## DATA

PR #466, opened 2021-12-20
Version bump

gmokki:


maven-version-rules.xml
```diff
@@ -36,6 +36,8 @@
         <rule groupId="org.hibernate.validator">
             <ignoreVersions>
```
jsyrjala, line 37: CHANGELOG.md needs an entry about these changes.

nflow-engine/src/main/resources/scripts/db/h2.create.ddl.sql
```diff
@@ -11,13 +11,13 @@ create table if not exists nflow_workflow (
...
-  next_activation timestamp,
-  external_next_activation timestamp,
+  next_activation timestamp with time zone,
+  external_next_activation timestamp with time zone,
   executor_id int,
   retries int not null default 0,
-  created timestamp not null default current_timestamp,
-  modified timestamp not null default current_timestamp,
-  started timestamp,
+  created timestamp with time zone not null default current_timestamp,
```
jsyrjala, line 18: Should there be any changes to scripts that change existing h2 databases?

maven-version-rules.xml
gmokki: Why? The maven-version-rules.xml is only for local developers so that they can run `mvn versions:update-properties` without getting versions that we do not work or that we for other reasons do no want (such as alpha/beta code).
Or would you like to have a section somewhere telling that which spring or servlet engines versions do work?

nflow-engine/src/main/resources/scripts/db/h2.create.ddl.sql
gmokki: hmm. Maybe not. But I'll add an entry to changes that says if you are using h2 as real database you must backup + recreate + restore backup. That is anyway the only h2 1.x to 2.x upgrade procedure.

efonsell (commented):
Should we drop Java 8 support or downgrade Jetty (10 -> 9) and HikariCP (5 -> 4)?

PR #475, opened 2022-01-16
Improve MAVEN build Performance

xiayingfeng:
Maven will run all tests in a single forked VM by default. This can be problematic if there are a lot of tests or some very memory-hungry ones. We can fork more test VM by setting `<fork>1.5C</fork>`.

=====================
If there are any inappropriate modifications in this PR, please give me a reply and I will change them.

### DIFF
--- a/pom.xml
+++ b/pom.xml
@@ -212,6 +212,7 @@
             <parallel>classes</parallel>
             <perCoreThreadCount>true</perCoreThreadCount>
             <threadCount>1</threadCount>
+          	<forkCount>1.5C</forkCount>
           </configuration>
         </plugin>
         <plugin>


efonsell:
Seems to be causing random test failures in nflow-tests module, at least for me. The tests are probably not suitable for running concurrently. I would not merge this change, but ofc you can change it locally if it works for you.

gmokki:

--

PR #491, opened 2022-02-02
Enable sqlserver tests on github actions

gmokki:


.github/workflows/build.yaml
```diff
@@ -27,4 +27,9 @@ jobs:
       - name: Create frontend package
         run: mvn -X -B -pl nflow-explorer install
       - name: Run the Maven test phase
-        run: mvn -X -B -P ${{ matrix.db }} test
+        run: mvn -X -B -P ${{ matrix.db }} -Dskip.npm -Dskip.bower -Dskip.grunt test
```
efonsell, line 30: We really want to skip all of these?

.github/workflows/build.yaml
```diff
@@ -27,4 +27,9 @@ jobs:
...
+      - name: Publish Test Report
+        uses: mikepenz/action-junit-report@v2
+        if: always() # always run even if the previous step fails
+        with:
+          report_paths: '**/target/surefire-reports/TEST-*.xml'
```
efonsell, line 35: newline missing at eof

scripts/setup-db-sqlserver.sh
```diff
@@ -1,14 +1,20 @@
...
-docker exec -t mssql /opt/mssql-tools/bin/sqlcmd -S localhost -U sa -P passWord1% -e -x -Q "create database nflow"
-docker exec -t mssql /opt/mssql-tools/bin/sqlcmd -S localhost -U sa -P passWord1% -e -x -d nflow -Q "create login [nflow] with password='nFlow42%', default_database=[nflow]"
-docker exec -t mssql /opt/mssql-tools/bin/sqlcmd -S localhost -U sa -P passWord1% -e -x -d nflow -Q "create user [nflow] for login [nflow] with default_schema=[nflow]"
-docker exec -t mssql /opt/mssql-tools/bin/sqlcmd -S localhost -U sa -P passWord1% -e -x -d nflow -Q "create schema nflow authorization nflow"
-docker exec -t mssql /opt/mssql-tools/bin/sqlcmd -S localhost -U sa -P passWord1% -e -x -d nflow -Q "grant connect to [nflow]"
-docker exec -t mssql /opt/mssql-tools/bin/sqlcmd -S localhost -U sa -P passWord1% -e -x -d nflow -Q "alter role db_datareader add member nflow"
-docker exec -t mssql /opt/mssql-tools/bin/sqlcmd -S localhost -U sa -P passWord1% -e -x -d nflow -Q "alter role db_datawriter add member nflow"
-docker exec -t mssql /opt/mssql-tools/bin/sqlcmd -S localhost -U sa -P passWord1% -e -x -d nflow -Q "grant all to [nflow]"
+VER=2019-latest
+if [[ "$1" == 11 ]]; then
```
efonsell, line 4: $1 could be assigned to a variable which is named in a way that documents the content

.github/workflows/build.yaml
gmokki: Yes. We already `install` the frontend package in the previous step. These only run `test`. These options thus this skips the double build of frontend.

...

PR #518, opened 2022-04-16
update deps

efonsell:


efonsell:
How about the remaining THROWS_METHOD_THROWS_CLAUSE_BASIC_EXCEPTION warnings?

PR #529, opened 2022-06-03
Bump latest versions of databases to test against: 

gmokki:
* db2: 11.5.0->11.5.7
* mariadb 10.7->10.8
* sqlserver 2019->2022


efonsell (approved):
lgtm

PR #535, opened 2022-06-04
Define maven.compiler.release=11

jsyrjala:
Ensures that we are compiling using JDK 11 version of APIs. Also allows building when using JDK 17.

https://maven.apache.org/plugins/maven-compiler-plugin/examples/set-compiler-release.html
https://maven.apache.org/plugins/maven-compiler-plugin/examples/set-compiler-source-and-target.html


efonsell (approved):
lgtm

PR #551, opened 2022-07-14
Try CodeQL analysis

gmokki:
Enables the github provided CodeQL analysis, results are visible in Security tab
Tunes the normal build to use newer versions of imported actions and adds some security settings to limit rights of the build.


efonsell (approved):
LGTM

## TASK OBJECTIVE
Where does the word "there" occur in the data? Copy every line that has it.

## SOLUTION TO THE PROBLEM
jsyrjala, line 18: Should there be any changes to scripts that change existing h2 databases?
Maven will run all tests in a single forked VM by default. This can be problematic if there are a lot of tests or some very memory-hungry ones. We can fork more test VM by setting `<fork>1.5C</fork>`.
If there are any inappropriate modifications in this PR, please give me a reply and I will change them.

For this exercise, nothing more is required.